— Из секретной... бумаги? — спросил кто-то из зала.
— Нет, — после паузы говорит Евгений Мартьяныч, — но он ведь как — не смотрел, могла оказаться и секретной.
И все. Ничего страшного. Никакой трагедии еще не произошло. Но, судя по всему, она вполне может сейчас произойти.
Евгений Мартьяныч кончил читать протокол и сам же себе дал первое слово.
— Конечно, — начал он, — вроде бы Евгений Шашерин не совершил ничего ужасного. Но это только на первый взгляд. Ну, привел собаку. Но нельзя забывать, что нас здесь тысяча человек! Если каждый приведет собаку... Еще, — говорит он, — часто замечаю, многие курят в недозволенных местах...
«Женя-то как раз некурящий», — думаю я.
— Бросил спичку, стружка промасленная, и пожалуйста — пожар...

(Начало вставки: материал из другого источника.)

PR #565, opened 2020-09-30
GH-186: Adds tutorial for ccloud produce & consume

rspurgeon:

PR #568, opened 2020-09-30
MINOR: Increase timeouts for sempaphore

bbejeck:
Originally I reduced the timeout for semaphore blocks to 5 minutes, but that is too strict as some tests run close to 5 minutes now.  Increasing the timeout to 10 minutes. For example the #565 PR all tests passed, but the build failed because one test ran over 5 minutes.


rspurgeon (approved):
LGTM

PR #575, opened 2020-10-07
Proposed new layout for the front page

rmoff:
Some of the nav is IMHO starting to look a bit messy - we have these category cards and then a lot of words in each one. 

* For example, if you look at the number of occurrences of `console` and `producer` and `consumer` in the `Kafka 101` box, there's a lot of redundancy and thus extra work for people parsing it when figuring out what to click on. 

image

* We should be careful not to bracket _everything_ under 101, since otherwise it just becomes `Kafka` :) What is truly 101? 

I think though that this could improve the nav experience and thus the stickiness of the pages. People hitting this from Google might be fine if they land on a particular tutorial but if we're pushing people to the KT home page to learn stuff we should make it as low-friction as possible to explore

This PR is my proposed amendment to the nav: 

image

### DIFF
--- a/index.html
+++ b/index.html
@@ -33,19 +33,55 @@
         <div class="card">
           <div class="title">
             <img src="{{ "/assets/img/icon-kafka-blue.svg" | relative_url }}" />
-            <div>Kafka 101</div>
+            <div>Producing and Consuming messages</div>
           </div>
           <ul>
-            <li><a href="kafka-console-consumer-producer-basics/kafka.html">Console producer and consumer basics</a></li>
-            <li><a href="ccloud-produce-consume/kafka.html">Console producer and consumer basics with Confluent Cloud</a></li>
-            <li><a href="kafka-console-consumer-primitive-keys-values/kafka.html">Console consumer with primitive keys and values</a></li>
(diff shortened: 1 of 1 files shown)


ybyzek:
@rmoff should this single PR should be split into 2 PRs:

* Copy edit 
* Card number/layout

The reason for decoupling:

1. Card number/layout may require webdev team assistance on developer.confluent.io
2. They are logically differently, and a block on one issue shouldn't necessarily block the other issue

rmoff:
Possibly, yes. We could leave it as-is until if & when webdev do need to get involved? Although I'm not sure they will, if we're just adding a new row?

ybyzek:
Notes from meeting today:

- Generally favorable idea with suggestions below
- [Robin AI]: work with Ashlee to get unique icons for the new cards
- [Robin AI]: new cards require webdev assistance for developer.confluent.io, work with Dan Shafie
- Nice to have: bring up “Be the first to be notified…” to 3rd row
- [Yeva AI]: file GitHub issue to hover over link and show expanded text -- DONE

ybyzek:
@rmoff the new Kafka Tutorial home page has been modified quite a bit since this PR was opened, and some of the concepts proposed in this PR are reflected in the current home page.  If there additional modifications to be made, it will require a new PR.  So closing this one for now.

Я гляжу на некоторые лица и с удивлением вижу — действует! Уже по лестницам, шлепая слюной, прыгает тысяча собак...
— Ну так вот, — заканчивает Евгений Мартьяныч, — я и спрашиваю, можно ли поступать, как это сделал Шашерин?
И я вдруг встаю, втулки на проволоке звякают, и говорю:
— Можно!
И сажусь. И, сразу поняв, что высказался не совсем ясно, снова встаю:
— Можно! По-моему, многое уже можно...
Снова сажусь, и опять вижу — все в недоумении, и опять поднимаюсь, уже надолго:
— Ну ладно, займемся делом. Для начала выведем те девятьсот девяносто девять собак, которых привел уже не Женя, а исключительно Евгений Мартьяныч...

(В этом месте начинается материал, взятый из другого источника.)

Issue #570, opened 2020-10-02
How to maintain message order


ybyzek:
Possible discussion points in the KT:

- Ordering per partition
- No ordering across topic
- With idempotency: Idempotent producer (`enable.idempotence=true`)
- Without idempotency:
   - `max.in.flight.requests.per.connection=1` to ensure that only one request can be sent to the broker at a time.
   - To preserve message order while allowing request pipelining: `retries=0` if the application is able to tolerate some message loss.

Note: for idempotent producer, `max.in.flight.requests.per.connection` can be greater than 1 (to allow pipelining) but must 5 or less.  Plus performance numbers: https://cwiki.apache.org/confluence/display/KAFKA/An+analysis+of+the+impact+of+max.in.flight.requests.per.connection+and+acks+on+Producer+performance

Also see notes: 

- https://github.com/apache/kafka/pull/3743
- https://github.com/apache/kafka/blob/2.6/clients/src/main/java/org/apache/kafka/clients/producer/internals/RecordAccumulator.java#L370-L379

ybyzek:
Show seq # in metadata:

```
kafka-run-class kafka.tools.DumpLogSegments \
--print-data-log \ 
--files 00000000000000000000.log \
--deep-iteration
Dumping 00000000000000000000.log
```

ybyzek:
Resolved by https://github.com/confluentinc/kafka-tutorials/pull/587

PR #587, opened 2020-10-12
GH #570 : How to maintain message order and avoid message duplication with the idempotent producer

ybyzek:
This Kafka Tutorial addresses https://github.com/confluentinc/kafka-tutorials/issues/570

Staging: 
http://kafka-tutorials-staging.s3-website-us-west-2.amazonaws.com/GH-570/
http://kafka-tutorials-staging.s3-website-us-west-2.amazonaws.com/GH-570/message-ordering/kafka.html


_includes/tutorials/message-ordering/kafka/markup/dev/make-gradle-wrapper.adoc
```diff
@@ -0,0 +1,5 @@
+Run the following command to obtain the Gradle wrapper:
```
mikebin, line 1: Should a note be added to this tutorial that the user needs to have Gradle installed?

_includes/tutorials/message-ordering/kafka/markup/dev/make-application.adoc
```diff
@@ -0,0 +1,26 @@
...
++++++
+
+The first configuration sets the producer parameter https://kafka.apache.org/documentation/#enable.idempotence[enable.idempotence].
+When set to `true`, it enables an idempotent producer which ensures that exactly one copy of each message is written to the brokers, and in order.
+The default value is `enable.idempotence=false`, so you must explicitly set this to `enable.idempotence=true`.
+For further reading, please see https://cwiki.apache.org/confluence/display/KAFKA/KIP-98+-+Exactly+Once+Delivery+and+Transactional+Messaging#KIP98ExactlyOnceDeliveryandTransactionalMessaging-IdempotentProducerGuarantees[KIP-98].
+
+The second configuration sets the producer parameter https://kafka.apache.org/documentation/#acks[acks].
+The `KafkaProducer` uses the `acks` configuration to tell the leader broker how many acknowledgments to wait for to consider a produce request complete.
+You must set `acks=all` in order to use the idempotent producer, otherwise the producer cannot guarantee idempotence.
```
mikebin, line 14: `KafkaProducer` will automatically set `acks=all` if `enable.idempotence=true`:

```
[main] INFO org.apache.kafka.clients.producer.KafkaProducer - [Producer clientId=myApp] Overriding the default acks to all since idempotence is enabled.
```

_includes/tutorials/message-ordering/kafka/code/src/main/java/io/confluent/developer/KafkaProducerApplication.java
```diff
@@ -0,0 +1,111 @@
...
+    }
+
+    public Future<RecordMetadata> produce(final String message) {
+        final String[] parts = message.split("-");
+        final String key, value;
+        if (parts.length > 1) {
+            key = parts[0];
+            value = parts[1];
+        } else {
+            key = "NO-KEY";
```
mikebin, line 40: Maybe it's intentional, but `NO-KEY` _is_ a key, and will result in all records being sent to the same partition (vs `null`, which would result in using the uniform sticky partitioner instead)

_includes/tutorials/message-ordering/kafka/code/src/main/java/io/confluent/developer/KafkaProducerApplication.java
```diff
@@ -0,0 +1,111 @@
...
+        if (args.length < 2) {
+            throw new IllegalArgumentException(
+                    "This program takes two arguments: the path to an environment configuration file and" +
+                            "the path to the file with records to send");
+        }
+
+        final Properties props = KafkaProducerApplication.loadProperties(args[0]);
+
+        props.put(ProducerConfig.ENABLE_IDEMPOTENCE_CONFIG, "true");
+        props.put(ProducerConfig.ACKS_CONFIG, "all");
```
mikebin, line 85: Not required, but doesn't hurt to explicitly set

_includes/tutorials/message-ordering/kafka/code/src/main/java/io/confluent/developer/KafkaProducerApplication.java
```diff
@@ -0,0 +1,111 @@
...
+            List<Future<RecordMetadata>> metadata = linesToProduce.stream()
+                    .filter(l -> !l.trim().isEmpty())
+                    .map(producerApp::produce)
+                    .collect(Collectors.toList());
+            producerApp.printMetadata(metadata, filePath);
+
+        } catch (IOException e) {
+            System.err.println(String.format("Error reading file %s due to %s", filePath, e));
+        }
+        producerApp.shutdown();
```
mikebin, line 109: Since a shutdown hook is configured, this additional call to `shutdown` isn't needed.

_includes/tutorials/message-ordering/kafka/code/src/main/java/io/confluent/developer/KafkaProducerApplication.java
```diff
@@ -0,0 +1,111 @@
...
+        final String key, value;
+        if (parts.length > 1) {
+            key = parts[0];
+            value = parts[1];
+        } else {
+            key = "NO-KEY";
+            value = parts[0];
+        }
+        final ProducerRecord<String, String> producerRecord = new ProducerRecord<>(outTopic, key, value);
+        return producer.send(producerRecord);
```
mikebin, line 44: It's probably more common to provide a [callback](https://www.javadoc.io/static/org.apache.kafka/kafka-clients/2.6.0/org/apache/kafka/clients/producer/KafkaProducer.html#send-org.apache.kafka.clients.producer.ProducerRecord-org.apache.kafka.clients.producer.Callback-) to asynchronously handle acks, instead of handling the `Future` returned by `send` directly

_includes/tutorials/message-ordering/kafka/code/build.gradle
```diff
@@ -0,0 +1,63 @@
+buildscript {
+    repositories {
+        jcenter()
+    }
+    dependencies {
+        classpath "com.commercehub.gradle.plugin:gradle-avro-plugin:0.21.0"
```
mikebin, line 6: Is this needed?

_includes/tutorials/message-ordering/kafka/code/build.gradle
```diff
@@ -0,0 +1,63 @@
...
+        classpath "com.github.jengelman.gradle.plugins:shadow:4.0.2"
+    }
+}
+
+plugins {
+    id "java"
+    id "com.google.cloud.tools.jib" version "1.1.1"
```
mikebin, line 13: Is this needed?

_includes/tutorials/message-ordering/kafka/code/build.gradle
```diff
@@ -0,0 +1,63 @@
...
+    maven {
+        url "https://packages.confluent.io/maven"
+    }
+}
+
+apply plugin: "com.commercehub.gradle.plugin.avro"
+apply plugin: "com.github.johnrengelman.shadow"
+
+dependencies {
+    implementation "org.apache.avro:avro:1.10.0"
```
mikebin, line 34: Is this needed?

_includes/tutorials/message-ordering/kafka/code/build.gradle
```diff
@@ -0,0 +1,63 @@
...
+    implementation "org.slf4j:slf4j-simple:1.7.30"
+    implementation "org.apache.kafka:kafka-streams:2.6.0"
```
mikebin, line 36: Perhaps use `kafka-clients` instead of all these Kafka Streams dependencies, since this KT doesn't use Streams?

_includes/tutorials/message-ordering/kafka/code/tutorial-steps/test/dump-log-segments-0.sh
```diff
@@ -0,0 +1,4 @@
+docker-compose exec broker kafka-run-class kafka.tools.DumpLogSegments \
```
mikebin, line 1: Instead of `kafka-run-class kafka.tools.DumpLogSegments`, there's a script `kafka-dump-log` which can be used.

_includes/tutorials/message-ordering/kafka/code/tutorial-steps/test/dump-log-segments-1.sh
```diff
@@ -0,0 +1,4 @@
+docker-compose exec broker kafka-run-class kafka.tools.DumpLogSegments \
```
mikebin, line 1: Instead of `kafka-run-class kafka.tools.DumpLogSegments`, there's a script `kafka-dump-log` which can be used.

_includes/tutorials/message-ordering/kafka/code/src/main/java/io/confluent/developer/KafkaProducerApplication.java
```diff
@@ -0,0 +1,111 @@
...
+        try {
+            List<String> linesToProduce = Files.readAllLines(Paths.get(filePath));
+            List<Future<RecordMetadata>> metadata = linesToProduce.stream()
+                    .filter(l -> !l.trim().isEmpty())
+                    .map(producerApp::produce)
+                    .collect(Collectors.toList());
+            producerApp.printMetadata(metadata, filePath);
+
+        } catch (IOException e) {
+            System.err.println(String.format("Error reading file %s due to %s", filePath, e));
```
mikebin, line 107: This could be simplified to:

```java
System.err.printf("Error reading file %s due to %s%n", filePath, e);
```

_includes/tutorials/message-ordering/kafka/code/src/test/java/io/confluent/developer/KafkaProducerApplicationTest.java
```diff
@@ -0,0 +1,47 @@
+package io.confluent.developer;
```
mikebin, line 1: Is this intended to show up somewhere in the tutorial? I didn't see it on staging.

_includes/tutorials/message-ordering/kafka/markup/test/consume-log-segments-myTopic-partition-0.adoc
```diff
@@ -0,0 +1,19 @@
...
+
++++++
+<pre class="snippet"><code class="text">{% include_raw tutorials/message-ordering/kafka/code/tutorial-steps/test/expected-log-segments-myTopic-partition-0.txt %}</code></pre>
++++++
+
+Note the familiar `producerId: 0`, which corresponds to the earlier log output when we ran the producer application.
+(If the producer were not idempotent, you would see `producerId: -1`.)
+
+Also observe that each message has a unique sequence number, starting with `sequence: 0` through `sequence: 8`.
+This sequence number is how the broker detects ensures idempotency per partition (if there are retries) and ordered messages (if sequences numbers are sent out of sequence).
```
mikebin, line 18: typo "detects ensures". Also, `retries` must be > 0 if `enable.idempotence=true`

_includes/tutorials/message-ordering/kafka/markup/test/consume-log-segments-myTopic-partition-1.adoc
```diff
@@ -0,0 +1,18 @@
...
+
++++++
+<pre class="snippet"><code class="text">{% include_raw tutorials/message-ordering/kafka/code/tutorial-steps/test/expected-log-segments-myTopic-partition-1.txt %}</code></pre>
++++++
+
+Note the familiar `producerId: 0`, which corresponds to the earlier log output when we ran the producer application.
+(If the producer were not idempotent, you would see `producerId: -1`.)
+
+Also observe that each message has a unique sequence number, starting with `sequence: 0` through `sequence: 2`.
+This sequence number is how the broker detects ensures idempotency per partition (if there are retries) and ordered messages (if sequences numbers are sent out of sequence).
```
mikebin, line 17: typo "detects ensures". Also, `retries` must be > 0 if `enable.idempotence=true`

mikebin (commented):
Overall, looks great. Added a few minor comments.

_includes/tutorials/message-ordering/kafka/code/src/main/java/io/confluent/developer/KafkaProducerApplication.java
ybyzek: @mikebin good point.  Not intentional in that this code is duplicated from `kafka-producer-application` (cc: @bbejeck ) but in that case, IIUC the partitioner didn't matter.

So stepping back, what is the desirable behavior _for this tutorial_ if there is no key?  I think a true `null` and round robin to use both partitions would better demonstrate ordering on a per-partition basis.  If you agree, I'll modify the code accordingly.  WDYT?

_includes/tutorials/message-ordering/kafka/code/src/main/java/io/confluent/developer/KafkaProducerApplication.java
ybyzek: @mikebin , sure, I can make this simplification.

@bbejeck this code is also present in `kafka-producer-application` KT and `kafka-producer-application-callback` KT.  Assuming you agree with this simplification, do you have a preference whether this PR addresses those KTs or should I file a separate GH issue?

_includes/tutorials/message-ordering/kafka/code/src/main/java/io/confluent/developer/KafkaProducerApplication.java
ybyzek: @mikebin , ok, I can validate and remove the call to `shutdown()`.

@bbejeck similar to the previous comment, this code is also present in other KTs. Assuming you agree with this removal, do you have a preference whether this PR addresses those KTs or should I file a separate GH issue?

_includes/tutorials/message-ordering/kafka/code/tutorial-steps/test/dump-log-segments-0.sh
ybyzek: @mikebin I was not aware of that, thank you!  I will validate and use `kafka-dump-log`.

_includes/tutorials/message-ordering/kafka/markup/dev/make-application.adoc
ybyzek: I was aware that setting `enable.idempotence=true` overrides some other producer settings. I was on the fence about whether to include them or not, and I decided to include them for a few reasons:

1. KT can _teach_ users about those settings
2. Sometimes being explicit is better practice because it prevents unintended behavior (user might miss the log message)...
3. Future proof: what if that behavior defaults change in Kafka, etc.

Maybe KT could say that `acks=all` is required for idempotency, so either the user must set it explicitly _or_ whatever setting is there will get overridden by the app.  WDYT?

_includes/tutorials/message-ordering/kafka/markup/dev/make-gradle-wrapper.adoc
ybyzek: Many tutorials use Gradle and I don't think any mention it as a pre-req. In fact, I don't think any KT identifies required local installs to run (in contrast the README mentions pre-reqs for local testing).  Maybe we file a GH issue to track separately?

_includes/tutorials/message-ordering/kafka/markup/dev/make-application.adoc
ybyzek: @mikebin revised copy available, WDYT?

_includes/tutorials/message-ordering/kafka/code/src/main/java/io/confluent/developer/KafkaProducerApplication.java
ybyzek: @mikebin revised copy available, WDYT?

_includes/tutorials/message-ordering/kafka/markup/test/consume-log-segments-myTopic-partition-1.adoc
ybyzek: @mikebin revised copy available, WDYT?

_includes/tutorials/message-ordering/kafka/markup/dev/make-gradle-wrapper.adoc
mikebin: A separate issue sounds fine to me if any changes are needed at all here.

_includes/tutorials/message-ordering/kafka/markup/dev/make-application.adoc
mikebin: LGTM - thanks!

_includes/tutorials/message-ordering/kafka/code/src/main/java/io/confluent/developer/KafkaProducerApplication.java
mikebin: `null` makes sense if no key is provided, although in this specific tutorial, keys are provided the input data, so only if the user experiments with their own data would that code be relevant.

_includes/tutorials/message-ordering/kafka/code/src/main/java/io/confluent/developer/KafkaProducerApplication.java
mikebin: LGTM

ybyzek (commented):
@mikebin thank you for taking the time to review the PR and leaving great comments! 🥇

_includes/tutorials/message-ordering/kafka/markup/test/consume-log-segments-myTopic-partition-1.adoc
mikebin: LGTM

_includes/tutorials/message-ordering/kafka/code/src/main/java/io/confluent/developer/KafkaProducerApplication.java
ybyzek: I've tested this and it seems that the default partitioner behavior is, as described in https://github.com/apache/kafka/blob/2.6/clients/src/main/java/org/apache/kafka/clients/producer/internals/DefaultPartitioner.java#L30:

> If no partition or key is present choose the sticky partition that changes when the batch is full

Note that it *changes when the batch is full*, and all the null-keyed messages get put into the same batch so they all land in the same partition anyway.  If we wanted to force a different behavior, we could set `batch.size=0` to get more batches and get some kind of distribution, but that conflates different subjects in one KT and could lead to bad copy/paste.

So I'm thinking to change the code as follows:

```
diff --git a/_includes/tutorials/message-ordering/kafka/code/src/main/java/io/confluent/developer/KafkaProducerApplication.java b/_includes/tutorials/message-ordering/kafka/code/src/main/java/io/confluent/developer/KafkaProducerApplication.java
index 62a00c7c..45c9fb87 100644
--- a/_includes/tutorials/message-ordering/kafka/code/src/main/java/io/confluent/developer/KafkaProducerApplication.java
+++ b/_includes/tutorials/message-ordering/kafka/code/src/main/java/io/confluent/developer/KafkaProducerApplication.java
@@ -32,12 +32,12 @@ public class KafkaProducerApplication {
 
     public Future<RecordMetadata> produce(final String message) {
         final String[] parts = message.split("-");
-        final String key, value;
+        String key, value;
+        key = null;
         if (parts.length > 1) {
             key = parts[0];
             value = parts[1];
         } else {
-            key = "NO-KEY";
             value = parts[0];
         }
         final ProducerRecord<String, String> producerRecord = new ProducerRecord<>(outTopic, key, value);
```

...such that a real `null` key gets written, but we just need to understand that it doesn't necessarily mean they will round robin because they will likely land in the same batch.

mikebin: SGTM

abraham-leal:
I noticed there was little mention to the transactional producer. We like to say ordering / idempotency is only guaranteed  for a single producer instance when `enable.idempotence=true` and no transactions are used. I know #570 is abstract enough to maybe include this or not, so I'll leave as a suggestion that a quick shoutout to transactions may be needed to get true idempotency and order across failures / system anomalies.

ybyzek:
@abraham-leal I agree it deserves a shout out, please see https://github.com/confluentinc/kafka-tutorials/pull/587/commits/1eac90b90b32c61fd673ebc2a1979e368f8d4489 which addresses this suggestion.  Thank you.

_includes/tutorials/message-ordering/kafka/code/src/main/java/io/confluent/developer/KafkaProducerApplication.java
ybyzek: cc: @bbejeck also borrowed from the other KT.  Any leaning on how to fix and where?

_includes/tutorials/message-ordering/kafka/code/build.gradle
ybyzek: @mikebin this line is removed in https://github.com/confluentinc/kafka-tutorials/pull/587/commits/12e0b49c39a1035b172e96a1c1835347b5900090

_includes/tutorials/message-ordering/kafka/code/build.gradle
ybyzek: @mikebin this line is removed in https://github.com/confluentinc/kafka-tutorials/pull/587/commits/12e0b49c39a1035b172e96a1c1835347b5900090

_includes/tutorials/message-ordering/kafka/code/build.gradle
ybyzek: @mikebin this line is removed in https://github.com/confluentinc/kafka-tutorials/pull/587/commits/12e0b49c39a1035b172e96a1c1835347b5900090

_includes/tutorials/message-ordering/kafka/code/build.gradle
ybyzek: @mikebin I did not replace this line in https://github.com/confluentinc/kafka-tutorials/pull/587/commits/12e0b49c39a1035b172e96a1c1835347b5900090 because when I did, it resulted in 

```
java.lang.NoClassDefFoundError: com/fasterxml/jackson/databind/JsonNode
	at org.apache.kafka.clients.producer.internals.TransactionManager.bumpIdempotentEpochAndResetIdIfNeeded(TransactionManager.java:585)
	at org.apache.kafka.clients.producer.internals.Sender.runOnce(Sender.java:311)
	at org.apache.kafka.clients.producer.internals.Sender.run(Sender.java:240)
	at java.base/java.lang.Thread.run(Thread.java:834)
Caused by: java.lang.ClassNotFoundException: com.fasterxml.jackson.databind.JsonNode
	at java.base/jdk.internal.loader.BuiltinClassLoader.loadClass(BuiltinClassLoader.java:581)
	at java.base/jdk.internal.loader.ClassLoaders$AppClassLoader.loadClass(ClassLoaders.java:178)
	at java.base/java.lang.ClassLoader.loadClass(ClassLoader.java:521)
	... 4 more
```

@gAmUssA had a message on this in Slack, and sounds like it was fixed after 2.6.0 was released.  So I will leave it as-is for now.  I do not want to downgrade to 2.5.0 because it results in different behavior that relevant for this KT:

```
[main] INFO org.apache.kafka.clients.producer.KafkaProducer - [Producer clientId=myApp] Overriding the default retries config to the recommended value of 2147483647 since the idempotent producer is enabled.
```

_includes/tutorials/message-ordering/kafka/code/src/test/java/io/confluent/developer/KafkaProducerApplicationTest.java
ybyzek: Hmmm, not sure about this one.

_includes/tutorials/message-ordering/kafka/code/build.gradle
mikebin: https://issues.apache.org/jira/browse/KAFKA-10378

ybyzek: @mikebin thanks!  @gAmUssA thanks for the workaround.  https://github.com/confluentinc/kafka-tutorials/pull/587/commits/f03c5e4dc979d99bed65cc0477d45ecff9e99b72 should address this now

_includes/tutorials/message-ordering/kafka/markup/dev/make-gradle-wrapper.adoc
ybyzek: Filed https://github.com/confluentinc/kafka-tutorials/issues/591 for tracking

_includes/tutorials/message-ordering/kafka/code/src/main/java/io/confluent/developer/KafkaProducerApplication.java
bbejeck: @mikebin  good catch

>@bbejeck similar to the previous comment, this code is also present in other KTs. Assuming you agree with this removal, do you have a preference whether this PR addresses those KTs or should I file a separate GH issue?

that was an oversight on my part during refactoring, I'll clean it up in a separate PR

_includes/tutorials/message-ordering/kafka/code/src/main/java/io/confluent/developer/KafkaProducerApplication.java
bbejeck: same as above I'll put it in the same PR

_includes/tutorials/message-ordering/kafka/code/src/main/java/io/confluent/developer/KafkaProducerApplication.java
bbejeck: The "NO-KEY" was intentional to provide a default key if a record didn't have one after splitting the line.  Probably poorly worded.

_includes/tutorials/message-ordering/kafka/code/src/test/java/io/confluent/developer/KafkaProducerApplicationTest.java
bbejeck: The project this KT was cloned from has a different test section that uses a unit test.   Part of the build runs only the unit tests, so it might be a good idea to leave it in.

bbejeck (approved):
Nice tutorial @ybyzek LGTM.  I've left some other comments in-line.

bbejeck:
the relevant test for this PR passed

_includes/tutorials/message-ordering/kafka/code/src/main/java/io/confluent/developer/KafkaProducerApplication.java
ybyzek: Note to self: mirror changes that @bbejeck did in https://github.com/confluentinc/kafka-tutorials/pull/594

_includes/tutorials/message-ordering/kafka/code/src/main/java/io/confluent/developer/KafkaProducerApplication.java
ybyzek: AI for self: mirror changes that @bbejeck did in https://github.com/confluentinc/kafka-tutorials/pull/594

ybyzek: Addressed by https://github.com/confluentinc/kafka-tutorials/pull/587/commits/44f2b420df1bc802781c0dc7e9c8fde322691f3b

_includes/tutorials/message-ordering/kafka/code/src/main/java/io/confluent/developer/KafkaProducerApplication.java
ybyzek: Addressed by https://github.com/confluentinc/kafka-tutorials/pull/587/commits/44f2b420df1bc802781c0dc7e9c8fde322691f3b

_includes/tutorials/message-ordering/kafka/code/src/main/java/io/confluent/developer/KafkaProducerApplication.java
ybyzek: @bbejeck did you have a leaning on whether to leave this as-is, or whether to implement `Callback`?

ybyzek: Thanks for discussing @bbejeck , as we agreed, I will add Callbacks just to this KT and no impact to other KTs

ybyzek: @bbejeck @mikebin https://github.com/confluentinc/kafka-tutorials/pull/587/commits/4214a91f008525b00d78f89479dcca72cfd89fde implements the callback

ybyzek:
@bbejeck @mikebin KT now updated to use Callback.  Please let me know if still good to merge or any suggestions for improvement, thank you.

_includes/tutorials/message-ordering/kafka/code/src/main/java/io/confluent/developer/KafkaProducerApplication.java
```diff
@@ -0,0 +1,103 @@
...
+        if (parts.length > 1) {
+            key = parts[0];
+            value = parts[1];
+        } else {
+            key = null;
+            value = parts[0];
+        }
+        final ProducerRecord<String, String> producerRecord = new ProducerRecord<>(outTopic, key, value);
+        producer.send(producerRecord,
+            new Callback() {
```
mikebin, line 46: I'd probably write this as a lambda instead of an anonymous inner class (more concise, and implicitly gives you access to the `producerRecord` inside the callback), but not critical.

mikebin (approved):
LGTM - one minor comment, but not a blocker.

bbejeck (approved):
LGTM.

I agree with the comment by @mikebin regarding using a lambda, and I think it should not block the PR either.

_includes/tutorials/message-ordering/kafka/code/src/main/java/io/confluent/developer/KafkaProducerApplication.java
ybyzek: @bbejeck @mikebin very cool suggestion @mikebin .  WDYT about the implementation https://github.com/confluentinc/kafka-tutorials/pull/587/commits/1d8572ba985096b03078355bb948487e8837bb47 ?

mikebin: LGTM!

Неожиданно многие смеются.
— Дальше. Погасим тот гигантский пожар, который вспыхнул тоже не по вине Шашерина...
Все расходятся, довольные, что еще осталось время пообедать и что с Женей все обошлось. Словно это с самого начала не зависело только от них.
И даже Евгений Мартьяныч где-то доволен, — он, как я заметил, тоже в глубине души чувствовал к Жене симпатию, но не так уж мы часто прибегаем к этой самой глубине этой самой души. Но раз уж все так решили... И теперь он даже доволен, хотя предвидит: опять ему будут указывать, что не проводится воспитательная работа...
Подходит Феликс Успенский, с пятого этажа, — кое-кто, оказывается, все-таки был, — берет меня за лацкан и своим жирным голосом говорит:
— Ты хорошо выступил. Понимаешь, у всех уже выработался стереотип: раз сукно, графин, протокол — значит, вроде должно что-то крупное произойти, серьезное. Иначе все чувствуют как бы разочарование. А ты этот стереотип разрушил. Молодец...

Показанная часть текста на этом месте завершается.